Liposome encapsulated zoledronate (ZOL-LIP) treatment suppressed migration of 4T1 cell in vitro. Tumour growth and expression of the angiogenic marker CD34 were reduced upon both ZOL and ZOL-LIP treatment in vivo. Long-term ZOL-LIP treatment resulted in shift towards M1-type macrophage polarization, increased CD4 T cell infiltration and activation of NF-κB indicating changes in intratumoural inflammation, whereas ZOL treatment showed similar but non-significant trends. Moreover, ZOL-LIP had a lower bisphosphonate accumulation in bone compared to free ZOL.
Results show that the decreased bisphosphonate accumulation in bone promotes the systemic anti-tumour effect of ZOL-LIP by increasing inflammatory response in TNBC tumours via M1-type macrophage activation.
肿瘤相关巨噬细胞(TAMs)是乳腺癌肿瘤进展和转移的重要参与者。临床前和临床证据表明唑来膦酸(ZOL)在预防乳腺癌转移方面具有作用。此外,唑来膦酸能够诱导单核细胞和巨噬细胞的炎症激活,这在癌症治疗中可能是有利的。唑来膦酸固有的骨亲嗜性限制了其在软组织和肿瘤中的可用性。在这项研究中,我们利用了一种原位乳腺癌小鼠模型,来评估使用脂质体(EMP-LIP)将唑来膦酸靶向肿瘤以改变 TAM 激活的可能性。

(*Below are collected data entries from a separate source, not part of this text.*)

Issue #157, opened 2020-01-29
Developer Admin UI shall have always a "Are you sure ?" confirmation


de-jcup:
As long as we have no dedicated WebUI (see #11 ) we use the Developer Admin UI for operations. But using this developer tool at production... at least a "Are you sure ?" confirmation for any action shall appear before executed. 

There shall be also the possibility to define a system property `sechub.developertools.admin.confim` (like done for `sechub.developertools.admin.environment` ). If this property is `false` than no confirmation shall be shown! (To help developers to reduce this step on non-productive environments were it doesn't mateter)

Classes of interest:
- `DialogUI` 
- `AbstractUIAction`

de-jcup:
@Jeeppler please use/create a feature branch as described at https://github.com/Daimler/sechub/wiki/Collaboration

de-jcup:
Hmm.. may idea is too too much generic and we should simply go over each action and add an confirmation explicit there - reduces "magic effect" to developers looking at the action and wondering why the confirmation always appears...

Also in some cases it just not make sense - e.g. an action like "list users" needs no confirmation.

@Jeeppler 
Please just do following
- look into every action where we do an operation which does change system behaviour or updates data (so changes...)
- in every of those "changing" actions add a confirmation + provide cancel 
- there shall be no special system property any longer preventing the operation for developers - so we have exact same behaviour as for everybody else

PR #200, opened 2020-03-03
Feature 157 developer admin ui are you sure

Jeeppler:
Added extra confirmation dialogs to all update, create and delete actions in the developer UI, which did not previously had it.


de-jcup:
closes #157

PR #229, opened 2020-05-14
Feature 226 scheduler triggers only when not overloaded

de-jcup:


sechub-shared-kernel/src/main/java/com/daimler/sechub/sharedkernel/util/SimpleByteUtil.java
```diff
@@ -0,0 +1,22 @@
+package com.daimler.sechub.sharedkernel.util;
+
+import java.text.CharacterIterator;
+import java.text.StringCharacterIterator;
+
+public class SimpleByteUtil {
+
+    public static String humanReadableBytesLength(long bytes) {
+        long absB = bytes == Long.MIN_VALUE ? Long.MAX_VALUE : Math.abs(bytes);
```
de-jcup, line 9: will be renamed

de-jcup:
Comments with spdx headers must be added as well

将三阴性乳腺癌 4T1 细胞接种于雌性 Balb/c 小鼠的第 4 对乳腺脂肪垫中。根据治疗方法将动物分为以下几组:载体、ZOL、EMP-LIP 和包封唑来膦酸的脂质体(ZOL-LIP)。治疗通过静脉内(带肿瘤切除)和腹腔内(不带肿瘤切除)途径进行。通过体内生物发光成像(IVIS)和卡尺测量来监测肿瘤生长。通过免疫组织化学和免疫荧光染色评估肿瘤浸润巨噬细胞。通过 Western Blotting 和 Taqman RT-qPCR 测量炎症转录因子和细胞因子的蛋白和 RNA 表达水平。
脂质体包封的唑来膦酸(ZOL-LIP)处理抑制了 4T1 细胞的体外迁移。体内 ZOL 和 ZOL-LIP 处理均降低了肿瘤生长和血管生成标志物 CD34 的表达。长期 ZOL-LIP 处理导致 M1 型巨噬细胞极化的转变,增加了 CD4 T 细胞浸润和 NF-κB 的激活,表明肿瘤内炎症发生了变化,而 ZOL 处理则显示出类似但无统计学意义的趋势。此外,ZOL-LIP 在骨骼中的双膦酸盐积累低于游离 ZOL。
结果表明,ZOL-LIP 在骨骼中的双膦酸盐积累减少通过 M1 型巨噬细胞激活增加 TNBC 肿瘤中的炎症反应,从而促进了 ZOL-LIP 的全身性抗肿瘤作用。